Nela há um tempo que é entendido por Miller, e mesmo pelo próprio Lacan, como um traumatismo. Trata-se do acontecimento num tempo retroativo, o a posteriori. Este tempo é definido por Romildo como “um passado que vai se dar segundo os ditames do futuro”. Este é o tempo de Freud, o “traumatismo Freud”. Mas há também em “El Ultimíssimo”, como Romildo ressaltou, um trauma que Freud provoca em Lacan.

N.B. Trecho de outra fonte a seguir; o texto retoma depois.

PR #153, opened 2020-11-11
The decimal's range should not be parsed if parsing fraction digits fails

fredgan:
…ails


pkg/yang/types.go
```diff
@@ -280,7 +280,8 @@ check:
 		y.IdentityBase = resolvedBase.Identity
 	}
 
-	if t.Range != nil {
+	// If parsing fractionDigits fails, the ranges should not be parsed
+	if t.Range != nil && isDecimal64 && y.FractionDigits != 0 {
```
robshakir, line 284: Could you check that the logic here is right? I think integer types may also have a range that isn't `nil`, but this resolution of the range is now only implemented for `decimal64`. If we could add a testcase to ensure that this is properly covered (and demonstrate that we didn't break this) that'd be great.

fredgan: You're right, parsing the range of integer types is ignored, I've adjusted the logic and added a testcase.

pkg/yang/types.go
```diff
@@ -280,7 +280,8 @@ check:
 		y.IdentityBase = resolvedBase.Identity
 	}
 
-	if t.Range != nil {
+	// If parsing fraction-digits of type decimal64 fails, the range should not be parsed
+	if t.Range != nil && (!isDecimal64 || (isDecimal64 && y.FractionDigits != 0)) {
```
wenovus, line 284: `parseRanges` already error checks where `FractionDigits` is 0 (via `decimalValueFromString`), so I'm wondering if it's actually better to keep the current behaviour and error out, instead of silently allowing parsing to continue?

fredgan: https://github.com/openconfig/goyang/blob/fd7d014c61f43a05d53146582e61503f374787df/pkg/yang/types.go#L247-L250
In fact, the value 0 indicates that the FractionDigits value has already failed to be parsed (via `asRangeInt`).

 If continue to parse, `parserRanges` checks the error value 0 as FractionDigits, then reports an unreasonable error msg `bad range: invalid number of fraction digits 0: out of range [1..18]`,  and the new testcase also fails because two errors are generated, so I think the value 0 needs to be excluded.

wenovus: Thanks! Makes sense.

wenovus:
I think this is reasonable to add, although I would want to wait until an integration test is added, which should be simple once #188 is merged.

Tendo em vista o trauma, assunto das nossas Jornadas, retomo duas questões colocadas por Marcus André Vieira, durante o Seminário de Romildo. Elas podem ser relançadas neste Blog para nos fazer pensar sobre o uso do trauma em uma análise. A primeira questão diz respeito ao pânico, portanto, situadas onde Romildo identificou a cesura. Segundo Marcus, nesse novo contexto, o da cesura, seria possível faltar sentido sem que isso implicasse em pânico, o que nos faz pensar sobre o efeito produtivo do trauma ao convocar o sujeito à invenção. A outra questão de Marcus diz respeito ao que vem sendo usado como exemplo desses tempos de dispersão das massas, onde a liderança, mais que combatida, é desinvestida de autoridade. [2] Ele nos lembra que no “Antigo Testamento” há uma passagem em que Judith corta a cabeça do general assírio, Holofernes, por tê-la deflorado. Em “Psicologia de grupo e análise do eu” (1921), Freud se refere a este episódio para marcar a importância do líder, sublinhando o fato de que, com a morte de Holofernes, o exército assírio se dissolve. A questão proposta por Marcus é que mesmo um exército sem general, uma massa dispersa, é alguma coisa, seja lá o que for. Ele faz uma analogia com lalíngua dizendo que é “um conceito forjado para falar da multidão de fragmentos de palavras em alguém, algo que não faz discurso”.
Assim, o trauma pode ser tomado como um momento de suspensão da significação, um corte, uma cesura, na rotina da vida. Tendo em vista esta concepção do trauma, podemos nos perguntar se, em uma análise, tratar-se-ia de restabelecer a ordem ou de inventar uma nova vida.